For EMR specifically, you'll need to put these settings in /etc/spark/conf/metrics.properties on the master node.
Spark on EMR does include the Ganglia library:
$ ls -l /usr/lib/spark/external/lib/spark-ganglia-lgpl_*
-rw-r--r-- 1 root root 28376 Mar 22 00:43 /usr/lib/spark/external/lib/spark-ganglia-lgpl_2.11-2.3.0.jar
In addition, your example is missing the equals sign (=) between the config names and values - unsure if that's an issue. Below is an example config that worked successfully for me.

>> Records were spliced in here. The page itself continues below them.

PR #11261, opened 2020-03-05
Implement Ed25519 and Ed448 in the default provider

mattcaswell:
Implements Ed25519 and Ed448 in the default provider. In order to do this we have to add support for the "one shot" EVP_DigestSign() and EVP_DigestVerify() functions for providers. These two algorithms only support the one shot method.

Note: there is no support for serializers yet. That will come in a subsequent PR.

### DIFF
--- a/providers/implementations/signature/eddsa.c
+++ b/providers/implementations/signature/eddsa.c
@@ -1,0 +1,211 @@
+/*
+ * Copyright 2019 The OpenSSL Project Authors. All Rights Reserved.
+ *
+ * Licensed under the Apache License 2.0 (the "License").  You may not use
+ * this file except in compliance with the License.  You can obtain a copy
+ * in the file LICENSE in the source distribution or at
+ * https://www.openssl.org/source/license.html
+ */
+
+#include <openssl/crypto.h>
+#include <openssl/core_numbers.h>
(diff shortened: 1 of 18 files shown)


mattcaswell:
Ping?

providers/implementations/signature/eddsa.c
```diff
@@ -0,0 +1,211 @@
+/*
+ * Copyright 2019 The OpenSSL Project Authors. All Rights Reserved.
```
slontis: 2020

mattcaswell:
Nit fixed. Fixup commit pushed. Please take another look.

mattcaswell:
Pushed. Thanks!

kroeckx:
Are there plans to add support for this in the FIPS provider?

I hope that FIPS 186-5 and SP 800-186 will be published soon.

mattcaswell:
> Are there plans to add support for this in the FIPS provider?

They're not currently on the list for inclusion. See Appendix 3 here:

https://www.openssl.org/docs/OpenSSL300Design.html

mattcaswell:
> They're not currently on the list for inclusion. See Appendix 3 here:

Although apparently #11371 is adding them to the FIPS provider as "non-FIPS algorithms"

PR #11262, opened 2020-03-05
Add NOTES.ZOS

p-steuer:
Hints on how to build OpenSSL 1.1.1 on z/OS that openssl-users
found to be helpful.

Adding a NOTES.ZOS file, as suggested by @richsalz . See also the corresponding thread on openssl-users.

### DIFF
--- a/NOTES.ZOS
+++ b/NOTES.ZOS
@@ -1,0 +1,73 @@
+
+ NOTES FOR THE Z/OS PLATFORM
+ ===========================
+
+ First of all note that OpenSSL is currently NOT supported on z/OS.
+
+ However, if you want to build OpenSSL on z/OS anyway, here are a few
+ hints on how to do that. Though these hints are intended to be helpful,
+ they might not work for you at all, depending on your build environment.
+
+ Building OpenSSL 1.1.1
+ ----------------------
+ (with xplink linkage, 64 bit, from EBCDIC sources)
+
+ 1. get a working EBCDIC perl version.
+
+ 2. gunzip the .tar file.
+
+ 3. use pax to extract from .tar. Example:
+
+      pax -ofrom=ISO8859-1,to=IBM-1047 -rvf openssl-1.1.1e.tar
+
+ 4. adjust the configuration files. Examples:
+
+ 4.1 10-main.conf
+
+     "OS390-Unix" => {
+         inherit_from     => [ "BASE_unix", asm("zos_asm") ],
+         cc               => "./tools/c99.sh",
+         cflags           => "-O -Wc,dll,XPLINK,exportall,hgpr,lp64 -Wa,'GOFF,SYSPARM(USE_XPLINK)' -qlongname -qlanglvl=extc99 -DB_ENDIAN -DCHARSET_EBCDIC -DNO_SYS_PARAM_H -D_ALL_SOURCE -D_OPEN_THREADS=2 -D_POSIX_SOURCE  -D_OPEN_MSGQ_EXT",
+         module_ldflags   => "-Wl,XPLINK,LP64",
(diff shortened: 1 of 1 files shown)


NOTES.ZOS
```diff
@@ -0,0 +1,73 @@
...
+ NOTES FOR THE Z/OS PLATFORM
+ ===========================
+
+ First of all note that OpenSSL is currently NOT supported on z/OS.
+
+ However, if you want to build OpenSSL on z/OS anyway, here are a few
+ hints on how to do that. Though these hints are intended to be helpful,
+ they might not work for you at all, depending on your build environment.
+
+ Building OpenSSL 1.1.1
```
levitte, line 11: Er.....  why do we want this on master?  If anything, I suggest these kind of "configuration packages" get added to our wiki.

For the suggested changes in 10-main.conf and 00-base-templates.conf, simply add them there, and add `c99.sh` as well...  although I would suggest `util/` rather than `tools/` since it's an internal utility.

NOTES.ZOS
```diff
@@ -0,0 +1,73 @@
...
+
+      pax -ofrom=ISO8859-1,to=IBM-1047 -rvf openssl-1.1.1e.tar
+
+ 4. adjust the configuration files. Examples:
+
+ 4.1 10-main.conf
+
+     "OS390-Unix" => {
+         inherit_from     => [ "BASE_unix", asm("zos_asm") ],
+         cc               => "./tools/c99.sh",
```
levitte, line 29: Value should be `'$(SRCDIR)/util/c99.sh'` to make it possible to build outside of the source tree.

NOTES.ZOS
```diff
@@ -0,0 +1,73 @@
...
+         shared_ldflags   => "-Wl,dll,XPLINK,LP64",
+         bn_ops           => "THIRTY_TWO_BIT RC4_CHAR",
+         thread_scheme    => "(unknown)",
+         perlasm_scheme   => "zOS64",
+     },
+
+ 4.2 00-base-templates.conf
+
+     # Copy and adjust the s390x_asm section by commenting out all asm
+     # or use a "no-asm" build right away.
```
levitte, line 41: This comment makes no sense at all.  What `s390x_asm` section?

levitte:
It *does* make sense to have a `NOTES.ZOS`, though, that might still explain how to configure on that platform

levitte:
Sorry for not seeing this earlier.  I don't see how this is ready to merge for the moment, so took away that label.

levitte:
As for the suggestion to add the 1.1.1 instructions to our wiki, I [just did](https://wiki.openssl.org/index.php/Configuration_%22packages%22)

NOTES.ZOS
p-steuer: Its was just meant to point out that all s390 specific (gnu-)asm wont compile on zos.

p-steuer:
Im fine with putting it in the wiki. Typo: zoss-unix.conf -> zos-unix.conf

NOTES.ZOS
p-steuer: Yes, its a 1.1.1 thing. Addind it to the wiki is probably a better solution than backporting this kind of ducomentation/configuration.

levitte:
So, that being done, do you have any plans on integrating OS390-Unix support in master?

mspncp:
ping

mattcaswell:
@p-steuer can this be merged now?

p-steuer:
Since it applies to 1.1.1 rather than master i agreed with @levitte to put it here instead https://wiki.openssl.org/index.php/Configuration_%22packages%22 - thanks.

From my side, it can be closed.

PR #11271, opened 2020-03-06
Some Serializer tweaks

mattcaswell:
If we fail to find a serializer then `ser` will be NULL. Don't try to deref it.

When searching for  a serializer, the first one we find might be from the desired provider. Don't keep looking for a desired serializer if we already found it.

### DIFF
--- a/crypto/serializer/serializer_pkey.c
+++ b/crypto/serializer/serializer_pkey.c
@@ -338,12 +338,14 @@ OSSL_SERIALIZER_CTX *OSSL_SERIALIZER_CTX_new_by_EVP_PKEY(const EVP_PKEY *pkey,
         OSSL_SERIALIZER_free(sel_data.first);
         OSSL_SERIALIZER_free(sel_data.desired);
 
-        current_props =
-            ossl_parse_property(libctx, OSSL_SERIALIZER_properties(ser));
-        if (ossl_property_match_count(check, current_props) > 0)
-            selection = OSSL_KEYMGMT_SELECT_ALL_PARAMETERS;
+        if (ser != NULL) {
+            current_props =
+                ossl_parse_property(libctx, OSSL_SERIALIZER_properties(ser));
+            if (ossl_property_match_count(check, current_props) > 0)
+                selection = OSSL_KEYMGMT_SELECT_ALL_PARAMETERS;
+            ossl_property_free(current_props);
+        }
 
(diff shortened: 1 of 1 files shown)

*.sink.ganglia.class=org.apache.spark.metrics.sink.GangliaSink
*.sink.ganglia.name=AMZN-EMR
*.sink.ganglia.host=$MASTERIP
*.sink.ganglia.port=8649
*.sink.ganglia.mode=unicast
*.sink.ganglia.period=10
*.sink.ganglia.unit=seconds
From this page:
https://spark.apache.org/docs/latest/monitoring.html
Spark also supports a Ganglia sink which is not included in the default build due to licensing restrictions:
GangliaSink: Sends metrics to a Ganglia node or multicast group.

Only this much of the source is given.